Grace helps Aunt Rose to her feet and feels the delicate bird-like bones in her arm.
‘Oooh, I’m an old fogy, darling, aren’t I?’ Rose winces and clutches at her back. ‘I look in the mirror sometimes and I think, “Who
is
that old woman?” I never thought I’d be this old. Connie and I used to laugh at the thought of us as little old ladies and we’d pretend to hobble around on our walking sticks, and now look, I actually have one and it’s not just for show, I need it!’
Grace just smiles. ‘I’ll see you at Grandma Enigma’s tent. Just a cup of tea?’

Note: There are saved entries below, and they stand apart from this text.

Issue #4027, opened 2025-08-14
Add an interface to configure event filters for text loggers


ianbrault:
| | |
|:---|:---|
|**_F´ Version_**| 4.0 |
|**_Affected Component_**| `ActiveTextLogger`, `PassiveTextLogger` |
---
## Feature Description

Add a new public interface to the text logger components that allows projects to configure filters for specific events.

## Rationale

Currently no method exists to configure specific event filters for the active/passive text logger components. Such filters are useful for memory-constrained systems where the size of downlink buffers must be restricted. This gives projects the flexibility to restrict the verbosity that comes from events in built-in components. Our particular use-case involves filtering the `CmdDispatcher` opcode registration events which can be quite numerous, since these are early in initialization they can crowd out more important events of higher priorities.

PR #4028, opened 2025-08-14
Add event ID filters to text logger components

ianbrault:
| | |
|:---|:---|
|**_Related Issue(s)_**| #4027 |

---
## Change Description

Adds new `configure` interfaces to `ActiveTextLogger` and `PassiveTextLogger` components which can be used to add event ID filters. These filters are used to exclude messages from being logged at runtime.

Also adds configuration files which set the maximum amount of filters that can be added. This was done to mimic the filtering in the `EventManager` component.

## Rationale

Currently no method exists to configure specific event filters for the active/passive text logger components. Such filters are useful for memory-constrained systems where the size of downlink buffers must be restricted. This gives projects the flexibility to restrict the verbosity that comes from events in built-in components.

See #4027 for additional details.

Configure the text loggers to filter out specific events during deployment initialization and verify that they are no longer logged to their respective destinations.

None.

### DIFF
--- a/Svc/ActiveTextLogger/ActiveTextLogger.cpp
+++ b/Svc/ActiveTextLogger/ActiveTextLogger.cpp
@@ -21,7 +21,8 @@ ActiveTextLogger::ActiveTextLogger(const char* name) : ActiveTextLoggerComponent
 ActiveTextLogger::~ActiveTextLogger() {}
 
 void ActiveTextLogger::configure(const FwEventIdType* filteredIds, FwSizeType count) {
-    FW_ASSERT(count < ACTIVE_TEXT_LOGGER_ID_FILTER_SIZE, count, ACTIVE_TEXT_LOGGER_ID_FILTER_SIZE);
+    FW_ASSERT(count < ACTIVE_TEXT_LOGGER_ID_FILTER_SIZE,
+              static_cast<FwAssertArgType>(count), ACTIVE_TEXT_LOGGER_ID_FILTER_SIZE);
 
     this->m_numFilteredIDs = count;
     for (FwSizeType entry = 0; entry < count; entry++) {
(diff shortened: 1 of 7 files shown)


Svc/ActiveTextLogger/ActiveTextLogger.cpp
```diff
@@ -18,6 +20,15 @@ ActiveTextLogger::ActiveTextLogger(const char* name) : ActiveTextLoggerComponent
 
 ActiveTextLogger::~ActiveTextLogger() {}
 
+void ActiveTextLogger::configure(FwEventIdType* filteredIds, FwSizeType count) {
```
celskeggs: Argument `filteredIds` can and should be a `const` pointer

Svc/ActiveTextLogger/ActiveTextLogger.hpp
```diff
@@ -8,6 +8,7 @@
 
 #include <Svc/ActiveTextLogger/ActiveTextLoggerComponentAc.hpp>
 #include <Svc/ActiveTextLogger/LogFile.hpp>
+#include <config/PassiveTextLoggerCfg.hpp>
```
thomas-bc:
```suggestion
#include <config/ActiveTextLoggerCfg.hpp>
```

thomas-bc (changes requested):

Svc/ActiveTextLogger/ActiveTextLogger.hpp
ianbrault: Oops copy-paste error, thank you for catching that

thomas-bc:
@timcanham @LeStarch would you please weigh in on the methodology here?

LeStarch (approved):
This was what I was expecting.

LeStarch (approved):

thomas-bc (approved):

LeStarch:
A follow-up suggestion was to add in support for severity filtering too.  We'll track this as separate work.

thomas-bc:
https://github.com/nasa/fprime/issues/4082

‘Yes, and maybe a piece of angel cake. It won’t be as good as Connie’s but at least they’re following her recipe.’
Rose walks off through the crowd. From behind, in her long, black coat, with her hair hidden by her hat, she doesn’t really look that old at all. She might need the walking stick but she hasn’t lost the gliding ballerina walk that Grace remembers from her youth.
Grace pulls the note Margie left for her from her jeans pocket.
Darling, I’ve double-checked re the Anniversary menu and just wanted to remind you that you’re fine to eat everything on the menu EXCEPT for the SATAY STICKS (well that’s a pretty obvious one!!), those tiny parmesan biscuits (lethal sesame seeds!) and the SAMOSAS (walnuts, if you can believe it!). Have fun, I hope Grandma Enigma manages the baby OK while you’re doing the face-painting. Don’t tire yourself out! Love from your Aunt Margie xx
PS. I know this is so annoying of me but I can’t help it. I just wanted to suggest that perhaps Jake could wear that little red hat I gave you–it will keep his little ears lovely and warm. I know! I’m sorry! Deborah nearly snapped my head off when I suggested Lily wear her one–so SNAP MY HEAD OFF if you like! (But I know you won’t!) Can’t wait to tell you all about my Weight Watchers ‘party’ which I’ve been so secretive about–it will give you all a good laugh, that’s for sure.
She doesn’t want Margie to blame herself, but she won’t, surely she won’t, and everybody will say to her, ‘Oh Margie, she had the note from you right there in her pocket. It was perfectly clear! She must have been distracted and forgot. It was just a tragic accident.’ But will Callum say, ‘Yes, but she never forgets’? It’s true that Grace never eats a piece of food cooked by anyone else without double-checking, without saying, ‘I’m sorry, but could you please double-check with the chef.’ Sometimes even after everybody has confirmed she’s safe she will put a morsel to her nose between pinched fingers and sniff like a suspicious dog and feel a tingle of danger at the back of her throat, a vision of a quick stir with a spoon covered in quivering golden drops of deadly sesame oil, and she’ll drop it back onto her plate and say, ‘Mmmm, I don’t trust it,’ and Callum will have to be restrained from marching into the kitchen to grab the chef by the throat and demand explanations. ‘My wife’s life is depending on you,’ he sometimes says to waitresses, so melodramatic and sweet. And he gets so mad when Grace forgets to take her EpiPen out with her, and if they’re going out to dinner he makes her pull it out of her handbag and show it to him before they leave the house. But nobody will be surprised that she didn’t bring it to the Anniversary Night. And Callum will be upset at first, but it will just be the shock really, and he’ll know deep in his heart that he and the baby are going to be better off with Sophie.